When the string "that" is part of a line in the data below, report the whole line.

■ Saved entries:
──────────

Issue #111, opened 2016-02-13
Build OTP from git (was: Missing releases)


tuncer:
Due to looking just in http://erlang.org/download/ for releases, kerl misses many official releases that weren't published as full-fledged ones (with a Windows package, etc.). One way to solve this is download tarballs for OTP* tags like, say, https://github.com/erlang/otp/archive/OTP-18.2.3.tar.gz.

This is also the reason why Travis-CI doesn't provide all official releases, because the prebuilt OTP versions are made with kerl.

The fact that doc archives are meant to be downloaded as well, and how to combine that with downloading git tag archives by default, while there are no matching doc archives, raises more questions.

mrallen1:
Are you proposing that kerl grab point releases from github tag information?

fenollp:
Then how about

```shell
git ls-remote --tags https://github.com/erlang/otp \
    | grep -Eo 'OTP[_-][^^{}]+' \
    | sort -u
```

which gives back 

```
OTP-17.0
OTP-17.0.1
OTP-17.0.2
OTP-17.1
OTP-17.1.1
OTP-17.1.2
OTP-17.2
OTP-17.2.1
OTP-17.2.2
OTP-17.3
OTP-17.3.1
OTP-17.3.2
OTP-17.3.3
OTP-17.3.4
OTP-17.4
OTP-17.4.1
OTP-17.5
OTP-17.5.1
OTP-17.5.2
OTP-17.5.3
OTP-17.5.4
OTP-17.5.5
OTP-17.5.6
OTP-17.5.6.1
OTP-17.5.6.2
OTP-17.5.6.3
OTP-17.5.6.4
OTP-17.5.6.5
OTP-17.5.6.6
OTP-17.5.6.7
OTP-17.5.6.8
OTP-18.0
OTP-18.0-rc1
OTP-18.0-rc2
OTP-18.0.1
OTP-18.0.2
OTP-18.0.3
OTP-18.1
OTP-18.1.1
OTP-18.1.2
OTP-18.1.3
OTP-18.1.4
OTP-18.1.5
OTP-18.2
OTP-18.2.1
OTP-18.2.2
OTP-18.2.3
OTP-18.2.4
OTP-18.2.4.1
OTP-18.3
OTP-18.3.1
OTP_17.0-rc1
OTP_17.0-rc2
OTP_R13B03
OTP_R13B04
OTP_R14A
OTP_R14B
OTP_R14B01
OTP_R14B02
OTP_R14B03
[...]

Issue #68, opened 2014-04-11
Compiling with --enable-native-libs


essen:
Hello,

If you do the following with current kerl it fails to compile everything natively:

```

──────────

■ ANSWER BOX:
Due to looking just in http://erlang.org/download/ for releases, kerl misses many official releases that weren't published as full-fledged ones (with a Windows package, etc.). One way to solve this is download tarballs for OTP* tags like, say, https://github.com/erlang/otp/archive/OTP-18.2.3.tar.gz.
The fact that doc archives are meant to be downloaded as well, and how to combine that with downloading git tag archives by default, while there are no matching doc archives, raises more questions.
Are you proposing that kerl grab point releases from github tag information?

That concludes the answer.